Exercise input
PR #4421, opened 2017-03-12
[2/2] Update authors

FluorescentHallucinogen:


FluorescentHallucinogen:

notwaldorf:
This change isn't needed, since we're already linking to the authors file in all of the license headers ([example](https://github.com/webcomponents/webcomponentsjs/blob/master/src/pre-polyfill.js#L5)). Also, FYI, we use the "Polymer" not "Polymer Project" name.

notwaldorf:
This change isn't needed, since we're already linking to the authors file in all of the license headers ([example](https://github.com/webcomponents/webcomponentsjs/blob/master/src/pre-polyfill.js#L5)). Also, FYI, we use the "Polymer" not "Polymer Project" name.

Also, *please* stop spamming all the repos with the same kind of automatic change until you hear back feedback on one of them (or, alternatively, send one PR with all your changes to each repo). This makes it impossible to triage issues and PRs from anyone else.

PR #4480, opened 2017-03-31
Failing unit test to demonstrate shadycss#69

TomK:
Regarding http://github.com/webcomponents/shadycss/issues/69

I created a unit test within shadycss which passed.  So I wrote the same test against polymer which fails.

This appears to be a time based issue.  I have abstracted the assertions into two functions to show this.
`assertProp` - ensure the mixin style is exploded into properties correctly
`assertMix` - ensure the applied styles are correctly set from the properties

the test named `both assertions in a single test` fails if run first, but passes if run last.


TomK:
interesting.... :/

TomK:
closing, this was addressed via a different pr

PR #4485, opened 2017-04-01
test more permutations

### LINKED ISSUE #4484: 2.x should test also wc-ce=true only & wc-shadydom=true only
Currently tests are run forcing both ShowDOM & CustomElements polyfills. Permutations of ShadyDOM only and CustomElements only should be supported/tested as well

valdrinkoshi:
Fixes #4484

### DIFF
--- a/test/runner.html
+++ b/test/runner.html
@@ -100,26 +100,26 @@ subject to an additional IP rights grant found at http://polymer.github.io/PATEN
     // test shadowdom/custom elements polyfills together
     // preferring both if possible.
     var matrix = [''];
-    var webcomponents = '';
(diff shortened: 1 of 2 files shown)


azakus:
@valdrinkoshi @sorvell Still want to make progress on this?

sorvell:
@valdrinkoshi Would you mind updating the failing Polymer tests? If they are green, I think we can take this.

valdrinkoshi:
@sorvell tests fixed by moving the `remove, append domif` test to be executed after the `clients persist/clients recreated` ones, and taking into account the increment of uid at that spot. PTAL

PR #4492, opened 2017-04-04
Introducing an `insertBefore` method on Templatize instances

### LINKED ISSUE #4447: Improper ordering of the ready events in v2 in some scenarios
### Description

Element's ready callback is called after the parent elements ready callback when the parent is rendered in another element's light dom and there is a binding between the parent it's containing element. I think.

#### Live Demo

http://jsbin.com/komavinoza/edit?html,console,output

#### Steps to Reproduce

I've done my best to narrow it down in the linked JS Bin. There's a lot required for the setup. I'll do my best to explain:

There are three elements: `parent-element --> child-element --> grandchild-element`. The child is rendered inside a `dom-repeat` and a property rendered by the child is bound to the parent. The child renders the grandchild element in it's local dom.

Rendering the child in the parent's local dom, removing the rendering of the property in the child, or removing the binding between the child and the parent will solve the problem.

#### Expected Results

The ready event of `grandchild-element` is fired before the ready event of `child-element`.

#### Actual Results

The ready event of `child-element` is fired before the ready event of `grandchild-element`.

### Browsers Affected

- [x] Chrome
- [ ] Firefox
- [ ] Edge
- [ ] Safari 9
- [ ] Safari 8
- [ ] IE 11

### Versions

- Polymer: v2.0.0-rc.3

Polymer v1.x does not exhibit this issue.

sorvell:
Fixes #4447. This api should be used to insert instances into the dom. Using it ensures that sub elements are "readied" before host elements.

### DIFF
--- a/lib/elements/dom-repeat.html
+++ b/lib/elements/dom-repeat.html
@@ -580,7 +580,7 @@ subject to an additional IP rights grant found at http://polymer.github.io/PATEN
       }
       let beforeRow = this.__instances[instIdx + 1];
       let beforeNode = beforeRow ? beforeRow.children[0] : this;
-      inst.insertBefore(this.parentNode, beforeNode);
+      inst.connect(this.parentNode, beforeNode);
       this.__instances[instIdx] = inst;
       return inst;
     }
--- a/lib/elements/dom-repeat.html
+++ b/lib/elements/dom-repeat.html
@@ -580,7 +580,7 @@ subject to an additional IP rights grant found at http://polymer.github.io/PATEN
       }
       let beforeRow = this.__instances[instIdx + 1];
       let beforeNode = beforeRow ? beforeRow.children[0] : this;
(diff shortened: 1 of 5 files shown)


lib/elements/dom-repeat.html
```diff
@@ -580,7 +580,7 @@
       }
       let beforeRow = this.__instances[instIdx + 1];
       let beforeNode = beforeRow ? beforeRow.children[0] : this;
-      this.parentNode.insertBefore(inst.root, beforeNode);
+      inst.insertBefore(this.parentNode, this);
```
kevinpschaaf: Should be `inst.insertBefore(this.parentNode, beforeNode);` (which will also solve your eslint error!!)

sorvell:
Closing this PR since a better fix for the behavior that does not introduce new API is in the works.

PR #5170, opened 2018-03-30
Pass through fourth namespace param on attributeChangedCallback.

rictic:
This came up when doing some type checking of polymer core. `HTMLElement#attributeChanged` takes a fourth `namespace` param, so we should pass all four through.

### DIFF
--- a/lib/elements/dom-module.html
+++ b/lib/elements/dom-module.html
@@ -78,9 +78,10 @@ subject to an additional IP rights grant found at http://polymer.github.io/PATEN
      * @param {string} name Name of attribute.
      * @param {?string} old Old value of attribute.
      * @param {?string} value Current value of attribute.
+     * @param {?string} namespace Attribute namespace.
      * @return {void}
      */
-    attributeChangedCallback(name, old, value) {
+    attributeChangedCallback(name, old, value, namespace) {
       if (old !== value) {
         this.register();
       }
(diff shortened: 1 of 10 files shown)


test/smoke/behavior-mixin.html
```diff
@@ -22,6 +22,7 @@
   </template>
 </dom-module>
 <script>
+  /** @polymerBehavior */
```
rictic: Oh, this slipped in from some other investigation. It's an improvement though so /shruggie

azakus:
Looks like you'll need a `/* eslint-disable no-unused-args */` and `/* eslint-enable no-unused-args */` around each of these.
Also, please run `npm run update-types`.

lib/elements/dom-module.html
```diff
@@ -78,9 +78,10 @@
      * @param {string} name Name of attribute.
      * @param {?string} old Old value of attribute.
      * @param {?string} value Current value of attribute.
+     * @param {?string} namespace Attribute namespace.
      * @return {void}
      */
-    attributeChangedCallback(name, old, value) {
+    attributeChangedCallback(name, old, value, namespace) {
```
justinfagnani: since dom-module isn't a mixin, why do we need to add the parameter? All the parameters should be optional from the implementation side, no?

rictic: I don't think this is necessary, but AIUI it's slightly nicer for the JS runtime. Happy to drop or not.

PR #5172, opened 2018-04-02
Add importMeta getter to derive importPath from modules. Fixes #5163

### LINKED ISSUE #5163: Improve ergonomics around defining importPath in modules
### Description
When defining elements in ES modules, the library cannot automatically find the import path to set `importPath` for data-binding use in templates (in HTML Imports the `ownerDocument` of the template was used to make this automatic).  As such, users must manually write a `static get importPath` getter in their module, with the notion was that they could just return `import.meta.url`.  However, `importPath` must be a folder URL ending in `/`, whereas `import.meta.url` returns a filename.

Ideally the library would accept a filename and take its folder name, or else we could consider accepting the `meta` object directly (via a differently named getter?) to allow more flexibility in the future.

### Versions
- Polymer: v3.x

kevinpschaaf:
In order to determine the import path for ES modules, rather than implement `static get importPath()` and return the _folder name_ of `import.meta.url`, users can implement the following getter (verbatim), and Polymer will use that when defined to determine the `importPath`:

```js
static get importMeta() { return import.meta; }
```

### Reference Issue
Fixes #5163 

cc: @arthurevans to roll into 3.0 docs

### DIFF
--- a/lib/mixins/element-mixin.html
+++ b/lib/mixins/element-mixin.html
@@ -414,11 +414,8 @@ subject to an additional IP rights grant found at http://polymer.github.io/PATEN
             this._importPath = meta.url.slice(0, meta.url.lastIndexOf('/') + 1);
           } else {
             const module = Polymer.DomModule && Polymer.DomModule.import(/** @type {PolymerElementConstructor} */ (this).is);
-            if (module) {
-              this._importPath = module ? module.assetpath : '';
-            } else {
-              this._importPath = Object.getPrototypeOf(/** @type {PolymerElementConstructor}*/ (this).prototype).constructor.importPath;
-            }
+            this._importPath = (module && module.assetpath) || 
+              Object.getPrototypeOf(/** @type {PolymerElementConstructor}*/ (this).prototype).constructor.importPath;
           }
         }
         return this._importPath;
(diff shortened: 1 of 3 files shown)


lib/mixins/element-mixin.html
```diff
@@ -409,13 +409,33 @@
...
         if (!this.hasOwnProperty(JSCompiler_renameProperty('_importPath', this))) {
+          const meta = this.importMeta;
+          if (meta) {
+            this._importPath = meta.url.slice(0, meta.url.lastIndexOf('/') + 1);
+          } else {
             const module = Polymer.DomModule && Polymer.DomModule.import(/** @type {PolymerElementConstructor} */ (this).is);
-            this._importPath = module ? module.assetpath : '' ||
-            Object.getPrototypeOf(/** @type {PolymerElementConstructor}*/ (this).prototype).constructor.importPath;
+            if (module) {
+              this._importPath = module ? module.assetpath : '';
```
TimvdLippe: Can be just `module.assetpath`, as the condition already asserted for `module`

lib/mixins/element-mixin.html
```diff
@@ -409,13 +409,30 @@
        */
       static get importPath() {
         if (!this.hasOwnProperty(JSCompiler_renameProperty('_importPath', this))) {
+          const meta = this.importMeta;
+          if (meta) {
+            this._importPath = meta.url.slice(0, meta.url.lastIndexOf('/') + 1);
```
sorvell: use `resolveUrl.pathFromUrl`

PR #5176, opened 2018-04-03
Remove unnecessary local alias for Polymer.Element

aomarks:


TimvdLippe:
TypeScript says no about this change though:

```
class Element extends
     Polymer.ElementMixin(
-    HTMLElement) {
+    Polymer.Element) {
   }
```

I don't think `Element` should extend itself here?

aomarks:
I think we found another way to get this working with non-new type inference, closing.

PR #5177, opened 2018-04-03
Fix broken code highlighting in README.md

ExE-Boss:
This fixes broken code highlighting in [README.md](https://github.com/Polymer/polymer/blob/master/README.md).

## Before
Polymer-README-broken

## After
Polymer-README-fixed


TimvdLippe:
Closing this as it appears to be stale and we have updated the README in the mean time.

PR #5179, opened 2018-04-05
Add {}s to be more consistent with Google style

MatrixFrog:
Closure Compiler understands both forms, so this isn't blocking us. It's just tripping me up slightly.


TimvdLippe:
A similar change was made in #5176, but in both cases the TypeScript compilation of this mixin is now wrong (https://github.com/Polymer/polymer/pull/5176#issuecomment-378371070) This might be an issue in the analyzer/gen-typescript-declarations, or a wrong typing in this repository.

MatrixFrog:
Google is such a fascinating place. There is no such thing as a change so trivial it cannot somehow break something.

PR #5180, opened 2018-04-05
Add ability to define importMeta on hybrid elements. Fixes #5163

### LINKED ISSUE #5163: Improve ergonomics around defining importPath in modules

kevinpschaaf:
After this change, hybrid elements defined in ES modules using legacy API can ensure a correct `importPath` as follows:

```js
Polymer({
  ...
  importMeta: import.meta
});
```

This change also removes the default `static get importMeta()` implementation, for better compatibility with defining element metadata using (compiled) static class fields.

### Reference Issue
Fixes #5163

### DIFF
--- a/lib/legacy/legacy-element-mixin.html
+++ b/lib/legacy/legacy-element-mixin.html
@@ -87,6 +87,16 @@ subject to an additional IP rights grant found at http://polymer.github.io/PATEN
       }
 
       /**
+       * Forwards `importMeta` from the prototype (i.e. from the info object
+       * passed to `Polymer({...})`) to the static API.
+       *
+       * @return {!Object} The `import.meta` object set on the prototype
+       */
+      static get importMeta() {
+        return this.prototype.importMeta;
+      }
+
+      /**
        * Legacy callback called during the `constructor`, for overriding
        * by the user.
        * @return {void}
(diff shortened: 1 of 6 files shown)


lib/legacy/legacy-element-mixin.html
```diff
@@ -86,6 +86,17 @@
         this._applyListeners();
       }
 
+      /**
+       * Forwards `importMeta` from the prototype (i.e. from the info object
+       * passed to `Polymer({...})`) to the static API.
+       *
+       * @return {!Object} The `import.meta` object set on the prototype
+       * @suppress {missingProperties}
```
azakus: Please add reasoning.

\`this\` is always in the instance in closure for some reason.

kevinpschaaf:
cc @aomarks @justinfagnani Support for `import.meta` injection in legacy API

PR #5184, opened 2018-04-09
update npm dependencies

azakus:


TimvdLippe:
These were updated in separate branches already.

PR #5193, opened 2018-04-16
3.x modularized

rictic:
This is proposing to merge the output of polymer-modularizer, plus some minor fixup commits, into the new `3.x` branch. 

If this PR is merged, it will mark the point at which we will stop running modulizer on Polymer core, and we'll fix the remaining issues via normal PRs against the `3.x` branch. For elements the plan of record is still that we'll be using modulizer.

As of now, the `3.x` branch has two commits on top of master:

03d85982 – Delete typings for now. (removes the `types/` directory)
527d2cdd – Rename HTML files to .js files to trick git's rename detection.

These are so that this PR's diff is easy to read and review. I'd recommend reviewing this with `?w=1`, or on the command line with `-w --word-diff`.

The tests run, at least in chrome, safari, and firefox, with the command line `wct --npm`. I fixed any issues that caused them to immediately and catastrophically fail, but I haven't started to dive deeply into the remaining failures. In Safari e.g. I'm seeing 3566 passing tests and 104 failing.

This was run with the https://github.com/Polymer/polymer-modulizer/pull/401 branch of modulizer.


rictic:
So far I haven't gotten `git merge` to work at merging existing PRs into this branch. I asked a question on stackoverflow to see if there's some git wizardry that can help: https://stackoverflow.com/questions/49867161/rename-detection-with-whitespace-ignored-in-git-merge

rictic:
Per stack overflow, doing the following kinda works:

```
  git checkout pr-branch
  git merge 527d2cd # merge with the commit that just renames .html files to .js
  git merge 3.x-modularized  -s recursive -Xignore-all-space -Xpatience # merge into the real branch
```

The result doesn't have super tight constraints on which lines changed, and the result has indentation issues. It seems like an autoformatter would be a big productivity boost here.

rictic:
Merging this into 3.x as it's an improvement over where 3.x is right now.

PR #5197, opened 2018-04-17
Add `@const` to elements

rslawik:
Adding `@const` helps JS compiler understand that `Polymer.DomIf` is an alias for the class defined just above that.

With this, the following code can compiled:
```javascript
const /** !Polymer.DomIf */ domIf = /** @type {!Polymer.DomIf} */ (this.$['dom-if']);
domIf.render();
```

Added `@const` to all elements under `lib/elements` to expose their types.


rslawik:
Not sure what happened with that. I exported the commits before configuring git properly. Can the CLA state be fixed for this pull request?

TimvdLippe:
I think if you force push with the correct git credentials it should be resolved.

PR #5199, opened 2018-04-17
Adding support for data uris in resolveUrl.

### LINKED ISSUE #5198: Polymer doesn't handle data uri import links properly.
### Description
Uncaught error when trying to create a link import element with a [data uri](https://en.wikipedia.org/wiki/Data_URI_scheme) as its href attribute.

#### Live Demo
https://jsbin.com/votetokeye/edit?html,output

#### Steps to Reproduce
1. Create a <link> element with a [data uri](https://en.wikipedia.org/wiki/Data_URI_scheme) as its href attribute.

#### Expected Results
No error thrown.

#### Actual Results
Opening the javascript console will reveal the following:
```
Uncaught TypeError: Failed to construct 'URL': Invalid URL
    at Object.resolveUrl (resolve-url.html:52)
    at HTMLElement.get assetpath [as assetpath] (dom-module.html:110)
    at Function.get importPath [as importPath] (element-mixin.html:425)
    at HTMLElement._initializeProperties (element-mixin.html:469)
    at HTMLElement._initializeProperties (legacy-element-mixin.html:188)
    at new PropertiesChanged (properties-changed.html:166)
    at new PropertyAccessors (property-accessors.html:118)
    at new TemplateStamp (template-stamp.html:121)
    at new PropertyEffects (property-effects.html:1138)
    at new PropertiesMixin (properties-mixin.html:110)
```

### Browsers Affected
All, this is a core issue.

### Versions
- Polymer: v2.6.0
- webcomponents: v1.2.0

nicolasnoble:
Fixes #5198.


test/unit/data-uri-link.html
```diff
@@ -0,0 +1,28 @@
...
+The complete set of contributors may be found at http://polymer.github.io/CONTRIBUTORS.txt
+Code distributed by Google as part of the polymer project is also
+subject to an additional IP rights grant found at http://polymer.github.io/PATENTS.txt
+-->
+<html>
+<head>
+  <script src="../../../webcomponentsjs/webcomponents-loader.js"></script>
+  <script src="../../../web-component-tester/browser.js"></script>
+  <link rel="import" href="../../polymer.html">
+  <link rel="import" href="data:text/html,%3Cdom-module%20id%3D%22element-data-uri%22%3E%3Cscript%3EPolymer(%7Bis%3A%22element-data-uri%22%2Cproperties%3A%7Bexists%3A%7Btype%3ABoolean%2Cvalue%3Atrue%7D%7D%7D)%3C%2Fscript%3E%3C%2Fdom-module%3E">
```
TimvdLippe: Would it be possible to put this into code with the URLencode? That would make the test more readable and understandable.

nicolasnoble: Possibly, yes. I can try at least :-)

nicolasnoble: Updated; PTAL.

nicolasnoble: Actually, what I attempted ([visible here](https://github.com/nicolasnoble/polymer/commit/b624a30ac92822c8332cce64af09eca4f7cae203)) works locally, but seems to timeout on tests on your travis environment. I'm not sure how to do this otherwise.

nicolasnoble:
My guess is the onload trick isn't properly working everywhere for all browsers, but I am not sure how to solve it.

Worst case scenario, for readability, it might be relevant to just add a comment next to the link that shows what its contents are.

Also I would believe the test would be more relevant to use a Polymer component because that way it exercises the resolveURL codepath - your attempt doesn't.

I can rearrange my original PR to add the comment block if you want.

TimvdLippe:
Yes lets resort to the comment. Strange thing is that it works just fine on
Firefox and Chrome locally, but on CI it borks.

nicolasnoble:
Yep, I have the same experience: it works fine locally for me too, so I don't exactly know what's going on with the CI... Oh well :-)

I've updated the original PR to add a comment. PTAL.

nicolasnoble:
Sure. Is there going to be a planned Polymer 2.0 release with this fix possibly in there however ? I wouldn't like to have to upgrade my project immediately to Polymer 3.0 just to get this fix in there.

TimvdLippe:
Hm, I am actually not sure what happens in that case. I will discuss with the others and see what we can do!

nicolasnoble:
Okay, thanks. I mean, most of the time, substantials projects still get "maintenance fixes and releases" for a little while before abandoning the previous version, and Polymer 2.6.0 got released less than a month ago. It'd be quite harsh to drop support for it, forcing people to migrate to get fixes like this one in there.

I mean, I could still monkey-patch my Polymer 2.6.0 during postinstall to incorporate this fix instead of waiting on a hypothetical 2.6.1, but I'd rather not.

TimvdLippe:
Yeah I am definitely not saying we are dropping support, we simply havent decided yet what our plans are. We still support 1.x with bug fixes, so we will for certain do that with 2.x as well.

nicolasnoble:
Cool, thanks! :)

nicolasnoble:
Gentle ping. I would actually love to see this one backported to the older polymer 2.x branch too.

nicolasnoble:
Yeah it's stale alright.

PR #5200, opened 2018-04-17
3.x tests

e111077:
Chrome failing tests 56 -> 17. Remaining are assigned to Dan and we have a plan of action for each assigned to him already.

For info on what I fixed and what was wrong, see [this doc](https://docs.google.com/document/d/1wIW8GG3MjEo_K_yqGRBB9KB5sg1lX4fMqTg-FNvUb2Y/edit?usp=sharing) (visible only to googlers).

CC @azakus


test/unit/shady-unscoped-style.html
```diff
@@ -99,26 +99,12 @@
   var el1 = document.querySelector('my-element');
   var el2 = document.querySelector('my-element2');
 
-  test('unscoped styles apply', function() {
-    assertComputed(el1.$.fromStyle, '1px');
-    assertComputed(el1.$.fromImport, '2px');
-    assertComputed(el2.$.fromStyle, '1px');
-    assertComputed(el2.$.fromImport, '2px');
-  });
```
kevinpschaaf: Why are all these tests removed?  The `fromStyle` ones seem to just be style module-related...

e111077: good point.

e111077: The second set are deleted because there is nothing to dedupe since we don't have the css html import

e111077: relevant tests added back in

PR #5202, opened 2018-04-20
Fix ESLint gulp task for 3.x

TimvdLippe:
This makes `gulp-eslint` pass again on our source code. I started working on the Closure stuff, but that seems more complicated and warrants a separate PR.


kevinpschaaf:
Merging this into 3.x; there is a short list of remaining issues keeping tests from green.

Aim of the exercise
Could you restate word for word the lines above from the one containing "on Templatize instances" through the one containing "I've done my", both included, and nothing else?

Response to this exercise
Introducing an `insertBefore` method on Templatize instances

### LINKED ISSUE #4447: Improper ordering of the ready events in v2 in some scenarios
### Description

Element's ready callback is called after the parent elements ready callback when the parent is rendered in another element's light dom and there is a binding between the parent it's containing element. I think.

#### Live Demo

http://jsbin.com/komavinoza/edit?html,console,output

#### Steps to Reproduce

I've done my best to narrow it down in the linked JS Bin. There's a lot required for the setup. I'll do my best to explain:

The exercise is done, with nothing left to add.